Ransomware extortion payments hit new records

According to the latest update from Unit 42 Ransomware Threat Report, 1H 2021, the average ransomware payment climbed 82% since 2020 to a record $570,000 in the first half of 2021, as cybercriminals employed increasingly aggressive tactics to coerce organizations into paying larger ransoms.

The increase comes after the average payment last year surged 171% to more than $312,000. These figures, compiled by the Unit 42 security consulting group, quantify what many of us already know – the ransomware crisis continues to intensify as criminal enterprises boost investment in highly profitable ransomware operations.

In a blog post, Unit 42 consultants claimed, “We already knew it was getting worse from following the news, and many of us also knew from personal experience.
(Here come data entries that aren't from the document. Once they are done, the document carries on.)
Issue #113, opened 2018-11-01
Get payment channel details


raamb:
Add an option to the client to get channel state from treasurer server so that service provider can decide to claim or not

PR #129, opened 2018-11-14
Add command to list channels

vsbogd:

Ransomware attacks have prevented us from accessing work computers, pushed up meat prices, led to gasoline shortages, shut down schools, delayed legal cases, prevented some of us from getting our cars inspected and caused some hospitals to turn away patients.”

The Rise of Quadruple Extortion
The rise of “quadruple extortion” is one disturbing trend identified by Unit 42 consultants as they handled dozens of ransomware cases in the first half of 2021. Ransomware operators now commonly use as many as four techniques for pressuring victims into paying:

  1. Encryption: Victims pay to regain access to scrambled data and compromised computer systems that stop working because key files are encrypted.
  2. Data Theft: Hackers release sensitive information if a ransom is not paid. (This trend really took off in 2020.)
  3. Denial of Service (DoS): Ransomware gangs launch denial of service attacks that shut down a victim’s public websites.
  4. Harassment: Cybercriminals contact customers, business partners, employees and media to tell them the organization was hacked.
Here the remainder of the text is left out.